Kavanaugh Pharmacy received its first shipment of the updated Moderna vaccine at 8:45 a.m. Friday, Pace, the co-owner said.

All the available appointment slots for the booster on Friday ended up getting filled, and most of the slots for Saturday had been filled by Friday afternoon, he said.

Appointments aren't necessary, however. The shots are also available to walk-in customers.

"There seems to be a lot of demand so far," Pace said. "That's encouraging to see."

The Health Department's local health units around the state will start administering the updated boosters next week, McNeill said.

Dr. Jennifer Dillaha, the department's director, said some of the doses the health units receive will be redistributed to other local health units as well as to pharmacies and other health care providers.

The department was waiting for more detailed guidance on issues that could come up, such as whether a recent covid-19 infection would affect when someone should receive a booster, she said.

"We're just wanting to make sure that our policies and paperwork reflect the guidance from the CDC," Dillaha said.

She said it's "very possible" that the boosters will help lessen the impact of the virus on the state.

"My hope with this booster dose, since it's a much better match for what's predominant, is that in general the people who get the primary series plus this booster dose will have the optimal protective immunity that can be gotten at this point," Dillaha said.

Mercy Hospital Northwest Arkansas in Rogers, which received a shipment of the updated Pfizer vaccine on Thursday, plans to start administering the boosters at its primary care clinics next week, David Fortner, the hospital's pharmacy director and vice president for operations, said in an emailed statement.

"We expect demand for the booster to be similar to what we've seen with previous COVID vaccine recommendation updates," Fortner said.


Declining for the second day in a row, the number of covid-19 patients in Arkansas' hospitals fell Friday by four, to 291, dropping below the previous recent low of 294 that it reached on Aug. 20.

It was the smallest number of hospitalized since July 6.

The state's count of cases rose by 1,219.

While smaller by more than 100 than the increase on Thursday, it was larger by 38 than the one the previous Friday.

Already at its highest level since the week ending Aug. 5, the average daily increase in the state's case count over a rolling seven-day period rose to 990.
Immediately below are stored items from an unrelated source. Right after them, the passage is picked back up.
PR #16259, opened 2019-02-26
Fix emoji being cut off by making them smaller.

adamjspooner:

### DIFF
--- a/shared/chat/conversation/input-area/normal/platform-input.native.js
+++ b/shared/chat/conversation/input-area/normal/platform-input.native.js
@@ -16,7 +16,6 @@ import FilePickerPopup from '../filepicker-popup'
 import WalletsIcon from './wallets-icon/container'
 import type {PlatformInputPropsInternal} from './platform-input'
 import AddSuggestors, {standardTransformer} from '../suggestors'
-import {metaData} from '../../../../common-adapters/text.meta.native'
 
 type menuType = 'exploding' | 'filepickerpopup'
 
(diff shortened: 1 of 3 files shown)


shared/chat/conversation/input-area/normal/platform-input.native.js
```diff
@@ -324,7 +324,8 @@ const styles = Styles.styleSheetCreate({
   },
   input: {
     flex: 1,
-    fontSize: metaData['BodyBig'].fontSize,
+    // Override BodyBig's default weight.
+    fontWeight: Styles.globalStyles.fontRegular.fontWeight,
```
adamjspooner: We need the line height that `PlainInput` takes from `textType` (changed above). So, we'll override the weight instead of the height.

shared/common-adapters/plain-input.native.js
```diff
@@ -175,7 +175,7 @@ class PlainInput extends Component<InternalProps, State> {
 
   _getCommonStyle = () => {
     const textStyle = getTextStyle(this.props.textType)
-    return collapseStyles([{lineHeight: this._lineHeight()}, styles.common, textStyle])
+    return collapseStyles([styles.common, textStyle])
```
adamjspooner: We already get this from `textStyle`.

mmaxim:
This might be the "cause" of the shifting messages problem in chat threads.

adamjspooner:
I thought that predated this merge.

With new cases outpacing recoveries, the number of cases in the state that were considered active grew by 215, to 12,088, the first time it had been above 12,000 since Aug. 13.
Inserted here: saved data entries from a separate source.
PR #16264, opened 2019-02-26
kbfsedits: track deleted file history and add option to show from command line

strib:
This PR is a first-pass at including deleted files in the the edit history for each TLF.  The basic idea is:

* Search backward in the chat history for at most 10 deleted files per writer per TLF.
* If a file has been deleted, but subsequently overwritten, don't include in the deleted files history.
* Don't order history clusters by the delete times, unless there are no other edits in the cluster.
* Add a `-d` option to `keybase fs history`, which will show the deleted history of each cluster (but ordered by the usual overall modification time of the cluster).
* Deletes will always show up in a separate "deletes" section in `.kbfs_edit_history` for each cluster.

This isn't perfect; consider this a first dev-designed pass.  In particular, there are some weird/bad things about this:
* We'll search backward in each writer's history until we see 10 deletes.  So if the user did a ton of writes after their most recent deletes (or never did any deletes at all), we'll have to load the whole history.  In practice we can probably limit this by figuring out the last GC revision and stop checking for deleted files earlier than that, since we won't be able to restore them anyway.  But not sure if that's worth doing for now, it seems pretty fast as it is.
* There are probably some deletes we should filter out, like `*~` or `*.swp` files, but I haven't attempted to enumerate that list yet.
* It's weird that `keybase fs history -d` sorts clusters by the most recent edit notification time, rather than the most recent delete time, but I'm not sure if this matters enough to care about.  The GUI could always decide to do it differently.

Open to suggestions!

Issue: KBFS-3901

### DIFF
--- a/go/kbfs/kbfsedits/tlf_history.go
+++ b/go/kbfs/kbfsedits/tlf_history.go
@@ -18,13 +18,16 @@ import (
 
 const (
 	// The max number of edits needed for each writer.
-	maxEditsPerWriter    = 10
+	maxEditsPerWriter = 10
+	// The max number of deletes needed for each writer.
+	maxDeletesPerWriter  = 10
 	maxWritersPerHistory = 10
 )
 
 type writerNotifications struct {
 	writerName    string
 	notifications notificationsByRevision
+	deletes       notificationsByRevision
 }
 
 // writersByRevision sorts sets of per-writer notifications in reverse
@@ -40,7 +43,21 @@ func (wbr writersByRevision) Less(i, j int) bool {
 	iHasZero := len(wbr[i].notifications) == 0
 	jHasZero := len(wbr[j].notifications) == 0
 	if jHasZero {
-		return iHasZero
+		if iHasZero {
+			// If neither has any notifications, sort by the latest
+			// delete.
+			iHasZeroDeletes := len(wbr[i].deletes) == 0
+			jHasZeroDeletes := len(wbr[j].deletes) == 0
+			if jHasZeroDeletes {
+				return iHasZeroDeletes
+			} else if iHasZeroDeletes {
+				return false
+			}
+
+			// Reverse sort, so latest deletes come first.
+			return wbr[i].deletes[0].Revision > wbr[j].deletes[0].Revision
+		}
+		return false
 	} else if iHasZero {
 		return false
 	}
@@ -135,7 +152,7 @@ func (th *TlfHistory) AddNotifications(
 	defer th.lock.Unlock()
 	wn, existed := th.byWriter[writerName]
 	if !existed {
-		wn = &writerNotifications{writerName, nil}
+		wn = &writerNotifications{writerName, nil, nil}
 	}
 	oldLen := len(wn.notifications)
 	newEdits = append(newEdits, wn.notifications...)
@@ -167,7 +184,7 @@ func (th *TlfHistory) AddUnflushedNotifications(
 	th.lock.Lock()
 	defer th.lock.Unlock()
 	if th.unflushed == nil {
-		th.unflushed = &writerNotifications{loggedInUser, nil}
+		th.unflushed = &writerNotifications{loggedInUser, nil, nil}
 	}
 	if th.unflushed.writerName != loggedInUser {
 		panic(fmt.Sprintf("Logged-in user %s doesn't match unflushed user %s",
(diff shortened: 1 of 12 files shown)


go/kbfs/kbfsedits/tlf_history.go
```diff
@@ -386,6 +406,56 @@ func (r *recomputer) processNotification(
...
+		}
+
+		if len(wn.deletes) == maxDeletesPerWriter {
+			// We don't need any more deletes, but we
+			// should continue looking for more edit notifications.
+			return false
+		}
+
+		if hasEvent && event.delete {
+			// It's already been deleted, no need to track it further.
```
jakob223: why would a file have multiple delete events?

go/kbfs/kbfsedits/tlf_history.go
```diff
@@ -386,6 +406,56 @@ func (r *recomputer) processNotification(
...
+
+		wn.deletes = append(wn.deletes, notification)
+
+		if len(wn.notifications) == maxEditsPerWriter &&
+			len(wn.deletes) == maxDeletesPerWriter {
+			// We have enough edits and deletes for this user.
+			return true
+		}
+
+		// TODO: limit the number (or time span) of notifications we
```
jakob223: Do we care enough about this to store the most recent n deletes somewhere instead of computing them from the LARGE_NUM most recent operations each time?

How recent is the most recent GC'd revision typically?

go/kbfs/kbfsedits/tlf_history_test.go
```diff
@@ -427,9 +429,131 @@ func TestTlfHistoryRenameParentSimple(t *testing.T) {
...
+	expected[1].notifications = allAliceExpected[:maxEditsPerWriter]
+	rev, err = th.AddNotifications(aliceName, aliceMessages)
+	require.NoError(t, err)
+	require.Equal(t, allAliceExpected[0].Revision, rev)
+	rev, err = th.AddNotifications(bobName, bobMessages)
+	require.NoError(t, err)
+	require.Equal(t, allBobExpected[0].Revision, rev)
+	checkTlfHistory(t, th, expected, aliceName)
+
+	// Re-creating a deleted file should remove the delete.
```
jakob223: If I were looking in my edit history and I had changed something, reverted it, and then changed it again, I would expect there to be 3 entries. Why do we want to act differently here?

go/kbfs/kbfsedits/user_history.go
```diff
@@ -161,10 +185,14 @@ func (uh *UserHistory) Get(loggedInUser string) (
...
-			if len(wh.Edits) > 0 {
+			if len(wh.Edits) > 0 || len(wh.Deletes) > 0 {
+				var serverTime keybase1.Time
+				if len(wh.Edits) > 0 {
+					serverTime = wh.Edits[0].ServerTime
+				}
 				clusters = append(clusters, keybase1.FSFolderEditHistory{
 					Folder:     history.Folder,
-					ServerTime: wh.Edits[0].ServerTime,
+					ServerTime: serverTime,
```
jakob223: displaying time 0 if there are only deletes seems a little icky... not that I have a better suggestion of what time to display, but it. might be confusing.

jakob223: Do we show it in the UI as something other than Jan 1970 or Jan 1 year 0000?

go/kbfs/kbfsedits/tlf_history.go
strib: It could be created and deleted multiple times.  The edit history tracks files simply by their names, not by block ID or anything like the CR does.

go/kbfs/kbfsedits/tlf_history.go
strib: The computed history is already cached until new data comes in.  We could probably come up with some complicated story to update the deletes separately from the rest of the edit history only when a new delete comes in, but I think this is pretty fast.  Good suggestion, but I probably don't care enough about it to do anything, unless I see some evidence that this is super slow in some cases.

go/kbfs/kbfsedits/tlf_history_test.go
strib: I was extending the design from the regular edit history that we should only show the most recent event for each file.  I'm not 100% sure it's the right thing for deletes until we have a proper design for it, but it seemed intuitive to me that we'd mainly use this list as a way to restore completely deleted files -- if a file currently exists, the recovery design would probably list the available versions of that file along with the file itself, rather than on some "deleted files" screen, and listing pre-deleted versions of that file would require more extensive changes here, I think.

Either way, I think our different instincts here shows that we should probably do the simplest thing until design weighs in.

go/kbfs/kbfsedits/user_history.go
strib: Hmm, I don't know if this time is shown anywhere in the GUI, if there are no edits in the folder.  If you only have deletes, I don't think the GUI will currently show anything.

Note that this is just the overall time of this cluster of edits -- it's mainly used for sorting.  Each edit/delete still has its own timestamp that can be displayed by the UI.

State officials have linked the gradual upward trend in the state's new case numbers to a rise in infections among children after the start of the 2022-23 school year.

Health Department spokeswoman Meg Mirivel said Thursday that new cases "appear to be plateauing" among children under age 12 but were still increasing among children and teenagers age 12-18.
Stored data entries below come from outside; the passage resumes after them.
PR #16268, opened 2019-02-27
always include dokan uninstall string in fuse status on windows

zanderz:


go/install/fuse_status_windows.go
```diff
@@ -38,31 +37,31 @@ func detectDokanDll(dokanPath string, log Log) bool {
...
 	//   https://msdn.microsoft.com/en-us/library/windows/desktop/aa384129(v=vs.110).aspx
 	if wow64 {
-		access = access | registry.WOW64_64KEY
+		access = access | registry.WOW64_32KEY
 	}
 
 	k, err := registry.OpenKey(registry.LOCAL_MACHINE, "SOFTWARE\\Microsoft\\Windows\\CurrentVersion\\Uninstall", access)
 	if err != nil {
-		fmt.Printf("Error %s opening uninstall subkeys\n", err.Error())
+		log.Info("Error %s opening uninstall subkeys\n", err.Error())
```
songgao: Should these be `log.Error` or `log.Debug` instead? I think Info and above get printed into CLI when you do Keybase commands.

go/install/fuse_status_windows.go
```diff
@@ -38,31 +37,31 @@ func detectDokanDll(dokanPath string, log Log) bool {
...
-func findDokanUninstall(wow64 bool) (result string) {
+func findDokanUninstall(log Log, wow64 bool) (result string) {
 	dokanRegexp := regexp.MustCompile("^Dokan Library.*Bundle")
 	var access uint32 = registry.ENUMERATE_SUB_KEYS | registry.QUERY_VALUE
-	// Assume this is build 32 bit, so we need this flag to see 64 bit registry
+	// Assume this is build 64 bit, so we need this flag to see 32 bit WOW registry
 	//   https://msdn.microsoft.com/en-us/library/windows/desktop/aa384129(v=vs.110).aspx
 	if wow64 {
-		access = access | registry.WOW64_64KEY
+		access = access | registry.WOW64_32KEY
```
songgao: Not that it'd matter for result since we call with both wow64=true and wow64=false, but it looks like the `if` condition here should be `if !wow64` now?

Dillaha said Friday that the decline in the number hospitalized likely reflects a slowdown in new infections among adults, who make up the bulk of hospitalized covid-19 patients.

"The cases among older adults and in general the adult population are all going down, in terms of what's been reported, so I'm assuming that reflects a general downward trend in the true number of cases out there," Dillaha said.

Pulaski County had the most new cases, 130, on Friday, followed by Washington County with 103 and Craighead County with 66.

The state's cumulative count of cases since March 2020 rose to 935,181.

After rising by two a day earlier, the number of covid-19 patients who were in intensive care fell by six, to 41, the smallest number since June 28.

The number on ventilators, which rose by three on Thursday, fell Friday by five, to nine, the first time it had been in the single digits since July 11.